Kinder entwickeln Empathie Tieren gegenüber besonders leicht. Sie sind fasziniert von Tieren und fühlen sich hingezogen zu ihnen. Sie möchten mit ihnen interagieren, sie berühren und Freundschaft schließen. Um dies zu erreichen, sind sie mit enormer Motivation bereit, auf die Tiere zu achten, etwas über sie zu lernen und Rücksicht auf sie zu nehmen.
Oxytocin
Das Hormon Oxytocin - das Kuschel-Hormon - bietet eine weitere Erklärung, warum sich der Kontakt zu Tieren positiv auf Menschen auswirkt. „Oxytocin wird bei Tieren und wahrscheinlich auch bei Menschen durch Berührung ausgeschüttet: So steigt das Oxytocin-Niveau eines Hundes an, wenn sein Besitzer ihn streichelt. Ebenso und vielleicht noch wichtiger steigt auch das Oxytocin des Besitzers.“ (Wohlfarth) Wird dieses Hormon ausgeschüttet, kann dies – bei Mensch und Tier - vielfältige physiologische und auch psychologische Effekte haben wie z.B. Verringerung von Stresshormonen, Herunter-setzen von Blutdruck und Herzfrequenz, vermindert Angst, vermindert Aggressivität, verbessert die soziale Kompetenz, führt zu positiver Selbstwahrnehmung und es verstärkt die Bindung zwischen Mensch und Tier. Bei unserer Arbeit in der tiergestützten Pädagogik entspannt es die Kinder und lässt sie sich wohl fühlen.
Spiegelneuronen
Hier geht es um einen neurobiologischen Beitrag, um die Mensch-Tier-Beziehung zu verstehen. „Als Spiegelneurone werden Hirnzellen bezeichnet, die während der Beobachtung oder Simulation eines Vorgangs die gleichen Aktivitätspotenziale reizen, die ausgelöst würden, wenn der Vorgang aktiv selbst gestaltet und durchgeführt würde.“ (Vernooji, M./ Schneider). Mit der Entdeckung der Spiegelneuronen 1990 durch italienische Forscher wurde ein direkter „Weg für das unmittelbare Verständnis von Absichten und Handlungen und das Erfassen von Situationen gefunden“. (Wohlfarth) Damit bilden sie die Grundlage für intuitive Imitation, Synchronisierung und evtl. auch Empathie.

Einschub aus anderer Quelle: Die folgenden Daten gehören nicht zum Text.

PR #4978, opened 2024-02-22
Fix incorrect comment information in EFCoreWorkflowInboxMessageStore

faith0831:


faith0831:
@dotnet-policy-service agree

Daher spielen Spiegelneuronen in der Mensch-Tier-Beziehung eine große Rolle, in der es besonders wichtig ist, die Stimmung seines Gegenübers zu erfassen, sich in ihn hineinversetzen und sein Handeln danach ausrichten zu können.
Bindung
Solide Bindungen sind wichtig, denn Bindungserfahrungen, die wir als Kinder machen, wirken sich auf unseren Umgang mit unseren Emotionen, unsere sozialen Kompetenzen und auch auf unsere emotionale Intelligenz aus. „Menschen können aber nicht nur zu anderen Personen, sondern auch zu Tieren tiefgehende Beziehungen aufbauen, die vor allem hinsichtlich emotionaler und sozialer Bedürfnisse positive Auswirkungen haben.“ (Olbrich, E./ Ottertstedt)

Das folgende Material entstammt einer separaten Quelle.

Issue #4810, opened 2024-01-19
An exception occurred while executing CleanupExpiredMessages with MySQL database in Elsa3


faith0831:
Here is the exception information:

 Elsa.Workflows.Runtime.HostedServices.WorkflowInboxCleanupHostedService[0]
      Entering expired workflow inbox messages cleanup service loop
fail: Microsoft.EntityFrameworkCore.Database.Command[20102]
      Failed executing DbCommand (1ms) [Parameters=[@__now_0='?' (DbType = DateTimeOffset), @__p_2='?' (DbType = Int32), @__p_1='?' (DbType = Int32)], CommandType='Text', CommandTimeout='30']
      DELETE `w`
      FROM `WorkflowInboxMessages` AS `w`
      WHERE `w`.`Id` IN (
          SELECT `w0`.`Id`
          FROM `WorkflowInboxMessages` AS `w0`
          WHERE `w0`.`ExpiresAt` <= @__now_0
          LIMIT @__p_2 OFFSET @__p_1
      )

Andersherum ist für die Arbeit mit Tieren eine gute und solide „Ver-Bindung“ zu ihnen besonders wichtig und die Grundlage dafür, dass sie uns vertrauen und sich auch in Stresssituationen an uns orientieren. So können wir mit unseren Tieren gemeinsam an einem Strang ziehen und unsere Einsatzziele verfolgen. Die Bindung zwischen Mensch und Tier kann gegenseitig sein. „Zusammengefasst gibt es eine ganze Reihe direkter und indirekter Belege, die nahelegen, dass auch Tiere eine Bindungsbeziehung zum Menschen entwickeln können.“ (Julius, H./ Beetz, A./ Kotrschal, K./ Turner, D./ Uvnäs-Moberg, K.) Die vertrauensvolle Bindung zu Tieren wirkt sich bei Menschen positiv aus, bestärkt und motiviert diese.